I'm am trying to call the to_dict function on the following DataFrame:
import pandas as pd
data = {"a": [1,2,3,4,5], "b": [90,80,40,60,30]}
df = pd.DataFrame(data)
a b
0 1 90
1 2 80
2 3 40
3 4 60
4 5 30
df.reset_index().to_dict("r")
[{'a': 1, 'b': 90, 'index': 0},
{'a': 2, 'b': 80, 'index': 1},
{'a': 3, 'b': 40, 'index': 2},
{'a': 4, 'b': 60, 'index': 3},
{'a': 5, 'b': 30, 'index': 4}]
However my problem occurs if I perform a float operation on the dataframe, which mutates the index into a float:
(df*1.0).reset_index().to_dict("r")
[{'a': 1.0, 'b': 90.0, 'index': 0.0},
{'a': 2.0, 'b': 80.0, 'index': 1.0},
{'a': 3.0, 'b': 40.0, 'index': 2.0},
{'a': 4.0, 'b': 60.0, 'index': 3.0},
{'a': 5.0, 'b': 30.0, 'index': 4.0}]
Can anyone explain the above behaviour or recommend a workaround, or verify whether or not this could be a pandas bug? None of the other outtypes in the to_dict method mutates the index as shown above.
I've replicated this on both pandas 0.14 and 0.18 (latest)
Many thanks!
link to stackoverflow: http://stackoverflow.com/questions/36548151/pandas-to-dict-changes-index-type-with-outtype-records
Nothing to do with the index, just the fact that you have any float dtypes in the data
data = {"a": [1.0,2,3,4,5], "b": [90,80,40,60,30]}
In [19]: df.to_dict("records")
Out[19]:
[{'a': 1.0, 'b': 90.0},
{'a': 2.0, 'b': 80.0},
{'a': 3.0, 'b': 40.0},
{'a': 4.0, 'b': 60.0},
{'a': 5.0, 'b': 30.0}]
If you look at the code, we use DataFrame.values, which returns a NumPy array, which must have a single dtype (float64 in this case).
We probably don't need to use .values here.
Thanks for your response.
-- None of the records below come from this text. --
PR #945, opened 2016-05-06
Fix for an issue with split scope in dead store optimization

aneeshdk:
Storing the arg in for the parameter and the copy logic of initial value
of the param to the corresponding symbol in the body was happening in the
same block. During dead store check were were only checking the property
sym for usage. So the initial store was getting removed. This fix adds
usage check for the stack sym too.


aneeshdk:
@abchatra @LouisLaf @pleath Can you please take a look?

abchatra:
:+1:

It there a possible workaround that I can use in the meantime?
Something like
In [28]: [x._asdict() for x in df.itertuples()]
Out[28]:
[OrderedDict([('Index', 0), ('a', 1.0), ('b', 90)]),
OrderedDict([('Index', 1), ('a', 2.0), ('b', 80)]),
OrderedDict([('Index', 2), ('a', 3.0), ('b', 40)]),
OrderedDict([('Index', 3), ('a', 4.0), ('b', 60)]),
OrderedDict([('Index', 4), ('a', 5.0), ('b', 30)])]
That's an OrderedDict using namedtuple._asdict, you can write dict comprehension if you want a regular one.
Thanks :)
Though one could argue that this result is correct as we don't support mixed types in int-float when doing a cross-section, IOW:
In [10]: (df*1.0).reset_index().iloc[1]
Out[10]:
index 1.0
a 2.0
b 80.0
Name: 1, dtype: float64
this is somewhat related to #12532, meaning that we should be iterating directly over (which already does the proper coercion), rather that doing a specific coercion in .to_dict().
giong to mark this an an API issue that needs discussion. This would actually be a fairly large change to correctly change this (though to be honest I think the current behavior is fine).
Note for future seekers - I'm trying to combine multiple pandas objects into one nested json structure.
Since to_json doesn't work in this case (manipulating json strings is hard), you might try to do to_dict(orient="records"), and combine the results of the to_dict()s into a bigger object, and do json.dumps on that. But because of this bug, you can't do that without screwing with the types of everything.
So then you might try doing @TomAugspurger's solution but you might find that for some reason it won't convert numpy types to python types, like to_dict() does, which makes json.dumps() fail.
My workaround solution is to do to_json() which gives you a correct json string with correct types, then do json.loads() on that to get python objects corresponding to that string, which you then put together whichever way you want (e.g. big_obj = {"a": df_a_json, "b": df_b_json}) and then run json.dumps on the whole thing. It's roundabout but it's the closest general solution I found without having to muck about with type conversions myself!
def to_records(df):
"""Replacement for pandas' to_dict(orient="records") which has trouble with
upcasting ints to floats in the case of other floats being there.
https://github.com/pandas-dev/pandas/issues/12859
"""
import json
return json.loads(df.to_json(orient="records"))
馃憤 There is an issue somewhere .to_dict using python types.